BEGIN

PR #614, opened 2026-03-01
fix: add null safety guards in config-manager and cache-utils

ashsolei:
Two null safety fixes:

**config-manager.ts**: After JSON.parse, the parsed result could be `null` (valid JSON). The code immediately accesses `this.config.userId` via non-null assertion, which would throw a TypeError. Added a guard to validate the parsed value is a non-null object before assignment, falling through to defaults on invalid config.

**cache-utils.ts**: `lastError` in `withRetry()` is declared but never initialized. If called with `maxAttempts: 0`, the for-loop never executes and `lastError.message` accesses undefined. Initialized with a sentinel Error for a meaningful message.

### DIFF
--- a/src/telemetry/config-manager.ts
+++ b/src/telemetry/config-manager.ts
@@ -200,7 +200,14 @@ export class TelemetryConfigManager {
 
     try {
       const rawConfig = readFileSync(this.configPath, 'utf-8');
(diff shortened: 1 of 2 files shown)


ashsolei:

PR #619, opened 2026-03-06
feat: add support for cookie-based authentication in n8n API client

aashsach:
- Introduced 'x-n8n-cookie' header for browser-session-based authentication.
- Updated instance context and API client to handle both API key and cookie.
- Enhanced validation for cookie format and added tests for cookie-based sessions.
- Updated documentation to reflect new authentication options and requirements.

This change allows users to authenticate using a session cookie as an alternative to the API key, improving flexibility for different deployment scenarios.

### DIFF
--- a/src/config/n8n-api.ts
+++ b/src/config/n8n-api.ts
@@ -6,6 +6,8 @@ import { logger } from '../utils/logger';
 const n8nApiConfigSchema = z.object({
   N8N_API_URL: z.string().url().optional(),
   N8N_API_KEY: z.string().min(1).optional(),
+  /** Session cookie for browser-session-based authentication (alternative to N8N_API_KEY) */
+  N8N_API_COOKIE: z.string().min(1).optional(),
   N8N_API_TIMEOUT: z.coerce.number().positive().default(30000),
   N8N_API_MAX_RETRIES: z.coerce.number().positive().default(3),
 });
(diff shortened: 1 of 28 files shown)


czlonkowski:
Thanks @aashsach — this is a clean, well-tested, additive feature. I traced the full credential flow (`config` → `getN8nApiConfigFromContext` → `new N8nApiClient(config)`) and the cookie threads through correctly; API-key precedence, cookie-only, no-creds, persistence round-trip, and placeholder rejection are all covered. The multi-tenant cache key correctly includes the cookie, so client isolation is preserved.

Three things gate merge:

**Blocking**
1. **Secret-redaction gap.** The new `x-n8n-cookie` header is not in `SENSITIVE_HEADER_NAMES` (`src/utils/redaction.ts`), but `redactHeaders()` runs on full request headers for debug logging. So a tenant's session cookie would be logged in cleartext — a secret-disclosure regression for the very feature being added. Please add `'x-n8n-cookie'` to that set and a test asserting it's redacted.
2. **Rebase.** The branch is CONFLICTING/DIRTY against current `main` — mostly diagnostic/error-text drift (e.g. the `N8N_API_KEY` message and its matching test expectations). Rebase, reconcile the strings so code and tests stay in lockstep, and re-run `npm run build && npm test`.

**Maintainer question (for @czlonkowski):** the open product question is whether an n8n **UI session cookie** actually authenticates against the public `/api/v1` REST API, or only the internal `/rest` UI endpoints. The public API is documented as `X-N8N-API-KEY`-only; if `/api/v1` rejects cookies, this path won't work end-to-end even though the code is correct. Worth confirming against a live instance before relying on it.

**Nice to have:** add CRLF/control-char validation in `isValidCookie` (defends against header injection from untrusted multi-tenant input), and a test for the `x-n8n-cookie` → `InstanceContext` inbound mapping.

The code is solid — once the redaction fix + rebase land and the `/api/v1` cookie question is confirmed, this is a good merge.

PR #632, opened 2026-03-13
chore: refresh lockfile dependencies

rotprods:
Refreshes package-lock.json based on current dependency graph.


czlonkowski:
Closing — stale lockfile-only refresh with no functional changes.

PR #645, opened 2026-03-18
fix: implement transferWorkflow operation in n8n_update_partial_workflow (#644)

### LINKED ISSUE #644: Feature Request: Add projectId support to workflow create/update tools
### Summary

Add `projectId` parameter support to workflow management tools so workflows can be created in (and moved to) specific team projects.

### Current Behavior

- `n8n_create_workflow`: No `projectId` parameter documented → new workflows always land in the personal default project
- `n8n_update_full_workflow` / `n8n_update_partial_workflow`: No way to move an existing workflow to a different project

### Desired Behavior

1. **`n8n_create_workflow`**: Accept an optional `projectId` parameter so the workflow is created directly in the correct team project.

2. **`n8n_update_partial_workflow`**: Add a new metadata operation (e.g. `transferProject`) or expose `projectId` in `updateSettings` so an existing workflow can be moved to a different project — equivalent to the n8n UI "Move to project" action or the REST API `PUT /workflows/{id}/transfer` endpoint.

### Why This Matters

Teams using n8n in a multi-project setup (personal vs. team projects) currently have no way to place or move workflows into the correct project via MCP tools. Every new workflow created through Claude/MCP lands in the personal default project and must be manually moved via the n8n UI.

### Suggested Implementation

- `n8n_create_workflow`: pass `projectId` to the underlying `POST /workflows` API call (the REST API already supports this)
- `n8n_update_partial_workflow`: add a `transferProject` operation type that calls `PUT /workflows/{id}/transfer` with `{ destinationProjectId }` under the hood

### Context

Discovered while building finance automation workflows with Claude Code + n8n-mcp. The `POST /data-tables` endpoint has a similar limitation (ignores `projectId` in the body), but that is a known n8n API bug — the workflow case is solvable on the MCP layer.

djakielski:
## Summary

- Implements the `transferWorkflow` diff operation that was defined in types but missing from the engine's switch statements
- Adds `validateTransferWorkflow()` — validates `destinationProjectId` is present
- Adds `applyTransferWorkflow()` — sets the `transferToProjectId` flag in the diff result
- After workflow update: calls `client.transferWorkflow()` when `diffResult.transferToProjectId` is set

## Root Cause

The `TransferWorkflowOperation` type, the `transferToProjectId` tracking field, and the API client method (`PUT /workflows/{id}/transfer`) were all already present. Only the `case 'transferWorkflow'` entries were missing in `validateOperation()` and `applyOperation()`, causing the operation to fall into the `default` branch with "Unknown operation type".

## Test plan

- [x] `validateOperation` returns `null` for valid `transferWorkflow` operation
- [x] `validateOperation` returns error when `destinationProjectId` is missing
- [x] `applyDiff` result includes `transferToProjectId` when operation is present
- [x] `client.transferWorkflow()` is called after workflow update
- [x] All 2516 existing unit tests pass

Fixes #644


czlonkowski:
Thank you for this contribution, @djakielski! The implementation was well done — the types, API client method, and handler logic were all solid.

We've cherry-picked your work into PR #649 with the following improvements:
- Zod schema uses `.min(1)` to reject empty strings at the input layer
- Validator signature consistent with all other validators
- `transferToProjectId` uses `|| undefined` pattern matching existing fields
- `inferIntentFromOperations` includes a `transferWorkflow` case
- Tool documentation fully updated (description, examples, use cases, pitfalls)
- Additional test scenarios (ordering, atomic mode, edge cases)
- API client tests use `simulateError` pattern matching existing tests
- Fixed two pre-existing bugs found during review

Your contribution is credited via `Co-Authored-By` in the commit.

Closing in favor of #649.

END
BEGIN

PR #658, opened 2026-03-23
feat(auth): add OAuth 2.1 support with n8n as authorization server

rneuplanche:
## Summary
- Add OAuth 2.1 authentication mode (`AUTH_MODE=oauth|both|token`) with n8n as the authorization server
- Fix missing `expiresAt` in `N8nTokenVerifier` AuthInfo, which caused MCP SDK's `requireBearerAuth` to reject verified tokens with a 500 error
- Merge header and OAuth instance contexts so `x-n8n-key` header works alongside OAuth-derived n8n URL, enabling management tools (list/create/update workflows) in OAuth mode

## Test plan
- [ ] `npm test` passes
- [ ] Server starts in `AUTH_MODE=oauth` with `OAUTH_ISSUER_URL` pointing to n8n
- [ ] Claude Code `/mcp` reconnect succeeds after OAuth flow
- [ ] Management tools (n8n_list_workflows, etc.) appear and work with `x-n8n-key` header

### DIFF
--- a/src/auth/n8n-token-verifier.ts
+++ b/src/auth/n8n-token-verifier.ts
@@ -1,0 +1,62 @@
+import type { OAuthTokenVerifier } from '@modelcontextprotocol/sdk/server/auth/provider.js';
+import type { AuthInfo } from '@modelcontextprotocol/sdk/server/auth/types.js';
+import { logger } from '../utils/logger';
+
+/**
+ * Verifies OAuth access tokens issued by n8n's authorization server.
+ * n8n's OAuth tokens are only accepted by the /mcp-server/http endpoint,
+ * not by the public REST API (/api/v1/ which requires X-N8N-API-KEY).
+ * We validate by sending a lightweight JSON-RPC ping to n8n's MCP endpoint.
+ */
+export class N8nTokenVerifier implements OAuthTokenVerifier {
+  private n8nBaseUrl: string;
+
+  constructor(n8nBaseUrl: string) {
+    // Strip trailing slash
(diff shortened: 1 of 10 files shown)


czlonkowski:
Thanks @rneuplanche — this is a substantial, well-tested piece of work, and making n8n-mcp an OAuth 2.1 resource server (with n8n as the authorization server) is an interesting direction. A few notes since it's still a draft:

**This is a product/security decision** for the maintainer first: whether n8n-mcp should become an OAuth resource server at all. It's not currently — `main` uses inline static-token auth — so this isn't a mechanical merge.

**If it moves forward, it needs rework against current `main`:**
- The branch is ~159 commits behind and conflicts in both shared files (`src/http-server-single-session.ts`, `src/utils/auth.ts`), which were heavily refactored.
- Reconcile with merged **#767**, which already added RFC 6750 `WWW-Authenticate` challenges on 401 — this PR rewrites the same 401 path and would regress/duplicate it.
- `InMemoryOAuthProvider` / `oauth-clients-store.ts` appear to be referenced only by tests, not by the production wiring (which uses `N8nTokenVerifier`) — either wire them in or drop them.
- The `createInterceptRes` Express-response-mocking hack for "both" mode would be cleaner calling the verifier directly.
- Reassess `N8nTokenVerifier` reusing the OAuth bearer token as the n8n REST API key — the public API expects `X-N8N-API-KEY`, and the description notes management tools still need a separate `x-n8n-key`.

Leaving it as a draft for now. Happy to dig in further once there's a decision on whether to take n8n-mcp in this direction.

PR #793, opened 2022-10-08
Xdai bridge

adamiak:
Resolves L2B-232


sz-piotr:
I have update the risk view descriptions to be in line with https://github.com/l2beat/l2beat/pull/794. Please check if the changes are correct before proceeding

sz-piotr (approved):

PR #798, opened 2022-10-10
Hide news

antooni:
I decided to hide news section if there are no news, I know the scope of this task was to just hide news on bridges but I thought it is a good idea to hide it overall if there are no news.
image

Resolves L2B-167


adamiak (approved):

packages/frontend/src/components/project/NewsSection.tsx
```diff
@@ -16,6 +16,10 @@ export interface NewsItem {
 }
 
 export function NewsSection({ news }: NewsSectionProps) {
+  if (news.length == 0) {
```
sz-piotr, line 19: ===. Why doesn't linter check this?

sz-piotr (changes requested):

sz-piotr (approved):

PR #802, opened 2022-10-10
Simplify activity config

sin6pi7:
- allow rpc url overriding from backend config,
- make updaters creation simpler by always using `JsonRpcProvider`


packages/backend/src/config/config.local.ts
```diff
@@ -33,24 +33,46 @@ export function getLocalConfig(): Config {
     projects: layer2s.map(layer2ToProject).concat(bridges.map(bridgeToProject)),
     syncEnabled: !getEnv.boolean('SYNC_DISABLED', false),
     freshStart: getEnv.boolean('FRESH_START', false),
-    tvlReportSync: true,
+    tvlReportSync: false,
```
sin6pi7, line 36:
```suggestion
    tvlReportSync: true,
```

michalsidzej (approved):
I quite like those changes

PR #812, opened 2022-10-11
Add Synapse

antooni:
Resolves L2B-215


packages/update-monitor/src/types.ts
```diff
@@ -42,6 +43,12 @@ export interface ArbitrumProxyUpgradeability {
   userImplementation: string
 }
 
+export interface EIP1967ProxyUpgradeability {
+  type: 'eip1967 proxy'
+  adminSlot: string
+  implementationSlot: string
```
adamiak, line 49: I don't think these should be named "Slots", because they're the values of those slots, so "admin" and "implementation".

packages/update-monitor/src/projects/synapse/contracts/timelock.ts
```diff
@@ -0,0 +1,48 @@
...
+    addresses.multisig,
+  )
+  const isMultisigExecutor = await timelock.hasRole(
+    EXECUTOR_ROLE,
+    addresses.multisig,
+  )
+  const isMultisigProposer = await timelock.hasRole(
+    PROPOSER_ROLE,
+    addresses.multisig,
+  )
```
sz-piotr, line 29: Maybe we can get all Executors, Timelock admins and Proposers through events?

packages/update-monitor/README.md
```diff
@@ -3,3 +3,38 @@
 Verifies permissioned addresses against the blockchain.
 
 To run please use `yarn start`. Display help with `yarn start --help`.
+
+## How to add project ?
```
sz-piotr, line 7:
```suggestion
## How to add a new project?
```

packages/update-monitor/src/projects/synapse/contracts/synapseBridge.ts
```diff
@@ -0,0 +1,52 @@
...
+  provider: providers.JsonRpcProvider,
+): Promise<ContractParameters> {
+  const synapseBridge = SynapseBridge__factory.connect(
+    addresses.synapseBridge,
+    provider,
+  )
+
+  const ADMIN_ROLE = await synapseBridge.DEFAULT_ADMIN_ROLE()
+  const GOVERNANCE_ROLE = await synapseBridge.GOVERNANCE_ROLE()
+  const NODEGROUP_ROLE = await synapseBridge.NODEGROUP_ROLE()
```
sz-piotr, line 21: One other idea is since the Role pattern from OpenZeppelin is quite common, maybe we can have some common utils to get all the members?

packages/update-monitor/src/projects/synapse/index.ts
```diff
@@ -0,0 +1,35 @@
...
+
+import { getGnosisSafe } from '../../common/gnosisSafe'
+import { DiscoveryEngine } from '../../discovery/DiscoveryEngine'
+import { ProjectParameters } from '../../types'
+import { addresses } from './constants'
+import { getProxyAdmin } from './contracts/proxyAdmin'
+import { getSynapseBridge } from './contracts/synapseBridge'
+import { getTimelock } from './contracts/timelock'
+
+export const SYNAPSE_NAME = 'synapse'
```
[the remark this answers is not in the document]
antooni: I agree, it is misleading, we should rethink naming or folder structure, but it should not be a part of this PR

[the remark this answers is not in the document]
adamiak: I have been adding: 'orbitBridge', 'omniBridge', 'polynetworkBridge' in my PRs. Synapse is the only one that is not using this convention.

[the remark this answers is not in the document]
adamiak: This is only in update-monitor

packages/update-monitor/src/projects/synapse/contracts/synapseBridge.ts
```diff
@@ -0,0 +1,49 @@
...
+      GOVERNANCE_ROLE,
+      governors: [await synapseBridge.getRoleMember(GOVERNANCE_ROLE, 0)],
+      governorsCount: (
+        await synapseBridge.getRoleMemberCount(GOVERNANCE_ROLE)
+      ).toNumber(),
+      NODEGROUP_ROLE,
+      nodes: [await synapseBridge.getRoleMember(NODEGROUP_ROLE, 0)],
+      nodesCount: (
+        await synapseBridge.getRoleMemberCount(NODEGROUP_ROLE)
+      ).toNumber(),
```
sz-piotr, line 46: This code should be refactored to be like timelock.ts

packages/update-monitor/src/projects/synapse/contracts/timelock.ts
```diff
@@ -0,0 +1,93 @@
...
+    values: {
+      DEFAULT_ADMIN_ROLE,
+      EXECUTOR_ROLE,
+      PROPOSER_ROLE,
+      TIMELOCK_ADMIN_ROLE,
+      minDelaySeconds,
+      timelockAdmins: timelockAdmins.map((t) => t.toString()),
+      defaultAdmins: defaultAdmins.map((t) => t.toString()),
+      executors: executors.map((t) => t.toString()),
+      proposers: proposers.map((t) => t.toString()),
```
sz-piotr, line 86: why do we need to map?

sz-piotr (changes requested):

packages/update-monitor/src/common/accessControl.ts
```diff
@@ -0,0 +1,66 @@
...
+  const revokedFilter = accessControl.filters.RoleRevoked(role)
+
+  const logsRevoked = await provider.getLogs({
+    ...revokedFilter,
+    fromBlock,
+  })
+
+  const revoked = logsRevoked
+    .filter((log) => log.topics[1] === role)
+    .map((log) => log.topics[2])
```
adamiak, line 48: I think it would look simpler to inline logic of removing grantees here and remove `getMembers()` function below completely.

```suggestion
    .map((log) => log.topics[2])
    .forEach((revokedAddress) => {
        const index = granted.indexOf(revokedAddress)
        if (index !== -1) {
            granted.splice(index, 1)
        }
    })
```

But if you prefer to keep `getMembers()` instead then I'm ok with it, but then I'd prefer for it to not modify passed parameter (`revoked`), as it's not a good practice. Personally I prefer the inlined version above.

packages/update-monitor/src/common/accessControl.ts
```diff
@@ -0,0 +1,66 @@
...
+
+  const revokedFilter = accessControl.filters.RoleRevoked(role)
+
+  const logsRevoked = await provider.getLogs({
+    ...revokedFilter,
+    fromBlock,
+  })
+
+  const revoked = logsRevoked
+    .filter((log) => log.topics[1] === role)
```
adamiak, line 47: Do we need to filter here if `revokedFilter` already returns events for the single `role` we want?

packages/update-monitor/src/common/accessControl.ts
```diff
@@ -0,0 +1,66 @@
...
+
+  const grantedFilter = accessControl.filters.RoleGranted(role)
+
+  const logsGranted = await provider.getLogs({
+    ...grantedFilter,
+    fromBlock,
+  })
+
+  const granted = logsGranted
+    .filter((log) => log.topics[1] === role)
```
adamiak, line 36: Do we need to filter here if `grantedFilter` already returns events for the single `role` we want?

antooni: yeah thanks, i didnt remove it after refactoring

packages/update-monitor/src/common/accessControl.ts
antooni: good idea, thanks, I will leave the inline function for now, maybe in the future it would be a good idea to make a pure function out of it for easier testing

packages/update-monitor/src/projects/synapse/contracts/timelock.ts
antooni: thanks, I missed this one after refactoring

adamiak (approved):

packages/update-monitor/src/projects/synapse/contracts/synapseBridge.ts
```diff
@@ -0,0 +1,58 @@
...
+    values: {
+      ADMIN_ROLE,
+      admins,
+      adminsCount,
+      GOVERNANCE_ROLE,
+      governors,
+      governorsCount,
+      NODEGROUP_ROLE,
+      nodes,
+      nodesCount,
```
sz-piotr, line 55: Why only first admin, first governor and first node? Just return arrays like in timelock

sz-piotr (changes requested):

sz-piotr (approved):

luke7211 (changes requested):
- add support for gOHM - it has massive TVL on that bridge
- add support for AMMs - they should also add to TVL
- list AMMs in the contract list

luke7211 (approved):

END
BEGIN

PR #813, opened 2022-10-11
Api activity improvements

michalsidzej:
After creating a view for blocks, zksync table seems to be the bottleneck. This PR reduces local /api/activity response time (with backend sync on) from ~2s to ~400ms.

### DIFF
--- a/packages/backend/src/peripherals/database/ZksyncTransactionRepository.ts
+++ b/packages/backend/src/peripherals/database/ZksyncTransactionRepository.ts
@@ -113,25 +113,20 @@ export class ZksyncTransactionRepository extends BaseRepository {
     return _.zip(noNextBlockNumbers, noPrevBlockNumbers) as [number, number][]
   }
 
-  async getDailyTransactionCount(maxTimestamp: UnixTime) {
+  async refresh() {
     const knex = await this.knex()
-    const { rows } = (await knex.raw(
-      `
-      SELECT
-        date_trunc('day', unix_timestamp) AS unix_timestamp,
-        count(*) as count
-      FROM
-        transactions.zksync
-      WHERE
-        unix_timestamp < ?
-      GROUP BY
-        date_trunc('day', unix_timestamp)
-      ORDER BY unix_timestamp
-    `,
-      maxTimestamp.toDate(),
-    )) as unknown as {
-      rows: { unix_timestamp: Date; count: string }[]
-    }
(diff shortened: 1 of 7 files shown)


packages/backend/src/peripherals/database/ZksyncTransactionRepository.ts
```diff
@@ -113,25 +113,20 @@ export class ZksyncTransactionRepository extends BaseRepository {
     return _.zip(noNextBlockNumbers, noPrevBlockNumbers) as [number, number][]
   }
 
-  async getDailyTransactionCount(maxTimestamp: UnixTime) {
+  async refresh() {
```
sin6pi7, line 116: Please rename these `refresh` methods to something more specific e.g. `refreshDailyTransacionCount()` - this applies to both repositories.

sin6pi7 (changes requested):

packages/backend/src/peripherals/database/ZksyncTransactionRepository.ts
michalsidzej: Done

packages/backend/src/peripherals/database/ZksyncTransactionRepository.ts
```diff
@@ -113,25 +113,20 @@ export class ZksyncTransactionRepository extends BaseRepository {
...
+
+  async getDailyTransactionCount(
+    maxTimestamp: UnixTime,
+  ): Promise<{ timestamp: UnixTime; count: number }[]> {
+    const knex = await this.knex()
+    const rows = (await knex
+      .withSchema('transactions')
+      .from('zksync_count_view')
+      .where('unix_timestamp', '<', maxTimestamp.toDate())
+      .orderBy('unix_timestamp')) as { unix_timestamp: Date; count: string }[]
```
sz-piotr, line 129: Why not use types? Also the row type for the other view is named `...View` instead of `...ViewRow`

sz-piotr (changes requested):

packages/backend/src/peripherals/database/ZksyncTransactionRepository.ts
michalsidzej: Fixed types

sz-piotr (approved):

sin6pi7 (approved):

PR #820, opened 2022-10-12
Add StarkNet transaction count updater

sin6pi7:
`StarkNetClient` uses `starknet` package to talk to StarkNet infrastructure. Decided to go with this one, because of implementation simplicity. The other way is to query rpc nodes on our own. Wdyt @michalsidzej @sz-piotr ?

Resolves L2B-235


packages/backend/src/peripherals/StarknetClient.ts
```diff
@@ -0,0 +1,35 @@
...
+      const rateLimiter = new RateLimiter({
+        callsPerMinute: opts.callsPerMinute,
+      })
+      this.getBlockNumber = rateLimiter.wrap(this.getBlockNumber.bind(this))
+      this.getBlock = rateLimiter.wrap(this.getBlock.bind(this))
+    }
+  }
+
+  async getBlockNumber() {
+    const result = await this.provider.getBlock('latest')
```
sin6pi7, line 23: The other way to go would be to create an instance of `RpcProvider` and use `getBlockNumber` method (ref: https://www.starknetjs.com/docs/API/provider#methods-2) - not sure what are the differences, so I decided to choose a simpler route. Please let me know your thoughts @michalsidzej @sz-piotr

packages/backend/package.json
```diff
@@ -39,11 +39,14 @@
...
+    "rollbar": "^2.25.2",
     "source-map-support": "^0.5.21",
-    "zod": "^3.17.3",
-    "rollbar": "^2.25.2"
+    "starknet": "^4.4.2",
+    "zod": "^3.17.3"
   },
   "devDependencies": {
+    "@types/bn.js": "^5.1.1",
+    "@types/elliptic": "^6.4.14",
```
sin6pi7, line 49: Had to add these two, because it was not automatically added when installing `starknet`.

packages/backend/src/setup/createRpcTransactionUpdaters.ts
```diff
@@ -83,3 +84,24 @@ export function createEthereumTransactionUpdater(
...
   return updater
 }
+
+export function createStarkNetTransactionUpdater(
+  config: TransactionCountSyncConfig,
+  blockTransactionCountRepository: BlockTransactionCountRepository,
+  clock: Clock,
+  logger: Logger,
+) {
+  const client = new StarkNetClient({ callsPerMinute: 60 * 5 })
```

END

PROBLEM TO SOLVE =>
Across the data, pull every line containing the string "grantedFilter".

ANSWER SPACE =>
+  const grantedFilter = accessControl.filters.RoleGranted(role)
+    ...grantedFilter,
adamiak, line 36: Do we need to filter here if `grantedFilter` already returns events for the single `role` we want?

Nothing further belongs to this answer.